> _Prompt_:
Which lines below mention "directories"? Pick each one out.

Stored data entries
PR #3320, opened 2018-11-09
ceph-nfs: use mkdir instead of /usr/bin/mkdir

berendt:
On Ubuntu mkdir lives in /bin and not in /usr/bin

### DIFF
--- a/roles/ceph-nfs/templates/ceph-nfs.service.j2
+++ b/roles/ceph-nfs/templates/ceph-nfs.service.j2
@@ -6,7 +6,7 @@ After=docker.service
 [Service]
 EnvironmentFile=-/etc/environment
 ExecStartPre=-/usr/bin/docker rm ceph-nfs-%i
-ExecStartPre=/usr/bin/mkdir -p /etc/ceph /etc/ganesha /var/lib/nfs/ganesha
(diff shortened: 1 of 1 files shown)


roles/ceph-nfs/templates/ceph-nfs.service.j2
```diff
@@ -6,7 +6,7 @@ After=docker.service
 [Service]
 EnvironmentFile=-/etc/environment
 ExecStartPre=-/usr/bin/docker rm ceph-nfs-%i
-ExecStartPre=/usr/bin/mkdir -p /etc/ceph /etc/ganesha /var/lib/nfs/ganesha
+ExecStartPre=mkdir -p /etc/ceph /etc/ganesha /var/lib/nfs/ganesha
```
leseb: Typically systemd is not happy if you don't pass full binary name, not sure why though.
Perhaps you could use jinja here to apply the right binary path, whether we run on Debian system or Red Hat system?

berendt: Will fix this soon.

guits:
Closed in favor of #3675 (because of inactivity)

berendt:
@guits Thank you for the takeover and solution. At the moment I am not able to work through any open points.

PR #3324, opened 2018-11-13
[skip ci] switch: do not mask systemd unit

leseb:
If we mask it we won't be able to start the OSD container since now the
osd container use the osd ID as a name such as: ceph-osd@0

Fixes the error:  Failed to execute operation: Cannot send after transport endpoint shutdown

### DIFF
--- a/infrastructure-playbooks/switch-from-non-containerized-to-containerized-ceph-daemons.yml
+++ b/infrastructure-playbooks/switch-from-non-containerized-to-containerized-ceph-daemons.yml
@@ -239,7 +239,6 @@
         name: "{{ item }}"
         state: stopped
         enabled: no
-        masked: yes
       with_items: "{{ running_osds.stdout_lines | default([])}}"
       when: running_osds != []
 
--- a/infrastructure-playbooks/switch-from-non-containerized-to-containerized-ceph-daemons.yml
+++ b/infrastructure-playbooks/switch-from-non-containerized-to-containerized-ceph-daemons.yml
@@ -218,23 +218,7 @@
       changed_when: false
       failed_when: false
 
-    - name: collect osd devices
-      shell: |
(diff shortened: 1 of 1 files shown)


leseb:
Need BZ

leseb:
jenkins test pipeline

leseb:
jenkins test pipeline

leseb:
jenkins test pipeline

infrastructure-playbooks/switch-from-non-containerized-to-containerized-ceph-daemons.yml
```diff
@@ -281,24 +274,22 @@
...
+    - name: get osd directories
+      command: ls -1 /var/lib/ceph/osd
+      register: osd_dirs
       changed_when: false
-      with_items: "{{ devices }}"
-      register: devices_canonicalize
 
     - name: unmount all the osd directories
-      command: umount "{{ item.0.stdout }}"1
+      command: umount "{{ item.0.stdout }}"
```
guits: taking my comment in consideration for L292, I think you just need `{{ item.0 }}`
+ you will need to prefix your `umount` command with `/var/lib/ceph/osd/` I think

infrastructure-playbooks/switch-from-non-containerized-to-containerized-ceph-daemons.yml
```diff
@@ -281,24 +274,22 @@
...
       changed_when: false
       failed_when: false
       with_together:
-        - "{{ devices_canonicalize.results }}"
+        - "{{ osd_dirs.stdout }}"
```
guits: `{{ osd_dirs.stdout }}` is a string like :

`ceph-osd1\nceph-osd2\nceph-osd3` right?

don't you want `osd_dirs.stdout_lines` which is an array like `['ceph-osd1', 'ceph-osd2', 'ceph-osd3']` instead ?

PR #3326, opened 2018-11-14
validate: expand all jinja2 templates before validating them

rishabh-d-dave:
Signed-off-by: Rishabh Dave <ridave@redhat.com>


plugins/actions/validate.py
```diff
@@ -121,6 +122,29 @@ def run(self, tmp=None, task_vars=None):
...
+            if expanded_var == var:
+                if not isinstance(expanded_var, string_types):
+                    raise AnsibleUndefinedVariable
+                expanded_var = self._templar.template("{{" + expanded_var + \
+                                                      "}}", convert_bare=True,
+                                                      fail_on_undefined=True)
+        except AnsibleUndefinedVariable as e:
+            expanded_var = u"VARIABLE IS NOT DEFINED!"
+            if self._display.verbosity > 0:
+                expanded_var += u": %s" % str(e)
```
alfredodeza: same here, this isn't a safe string substitution because of the addition. Unless you are absolutely certain this will never blow up because the values are always ensured to be strings

alfredodeza: This is a bit confusing, is the `AnsibleUndefinedVariable` exception you are catching here meant to be the one being raised a few lines above? or is this expecting to find that exception coming from other parts? If the former, it might be better to address the problem right in that block, vs. raising the exception to catch it three lines later

rishabh-d-dave: Yeah, it can be raised by `self._templar.template()` or `self._templar.is_template()`. I am looking at the code for the debug module of Ansible to write this patch.

Umm... now that reflect on this, I think I should catch the exception in `expand_all_jinja2_template()` since it can also be raised by `self._templar.is_template()`.

plugins/actions/validate.py
```diff
@@ -121,6 +122,29 @@ def run(self, tmp=None, task_vars=None):
...
+                variables[k] = self.expand_jinja2_template(v)
+        return variables
+
+    def expand_jinja2_template(self, var):
+        try:
+            expanded_var = self._templar.template(var, convert_bare=True,
+                                                  fail_on_undefined=True)
+            if expanded_var == var:
+                if not isinstance(expanded_var, string_types):
+                    raise AnsibleUndefinedVariable
```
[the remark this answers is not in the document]
rishabh-d-dave: Sorry, I don't understand what do you mean by 'bare' exception.

It's being done in the same way in debug module of Ansible (at which I've been looking to know how to expand the jinja2 templates in plugins). This approach looks OK to me.

rishabh-d-dave:
@alfredodeza 
Updated the patch -- stopped using `+` for strings, moved the statement for catching AnsibleUndefinedException to a better location and removed a couple of LoCs which I thought were redundant.

leseb:
@alfredodeza anything else from you? Please approve if you're ok with that change, thanks!

alfredodeza:
The Python part looks OK to me. Unsure what the implication of the change means for ceph-ansible

leseb:
jenkins test pipeline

> _Output_:
+    - name: get osd directories
     - name: unmount all the osd directories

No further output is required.